### ACTION ITEM
Every line of the data below should be printed exactly.

### Stored data
PR #8176, opened 2022-03-17
feat: Add support to auto-mount service account tokens for plugins.

alexec:

Users have requested a couple of times the ability to access the Kuberenetes API. This uses the same pattern as PodSpec.AutomountServiceAccountToken, but the name of the service account is fixed.


crenshaw-dev (commented):
Looks good. I'd recommend adding some docs: 1) why/how to use this and 2) "please please please only do this if necessary and then limit permissions carefully".

berlinsaint:
will this be merged at v3.3.2?

terrytangyuan (approved):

### ANSWER
PR #8176, opened 2022-03-17
feat: Add support to auto-mount service account tokens for plugins.

alexec:

Users have requested a couple of times the ability to access the Kuberenetes API. This uses the same pattern as PodSpec.AutomountServiceAccountToken, but the name of the service account is fixed.


crenshaw-dev (commented):
Looks good. I'd recommend adding some docs: 1) why/how to use this and 2) "please please please only do this if necessary and then limit permissions carefully".

berlinsaint:
will this be merged at v3.3.2?

terrytangyuan (approved):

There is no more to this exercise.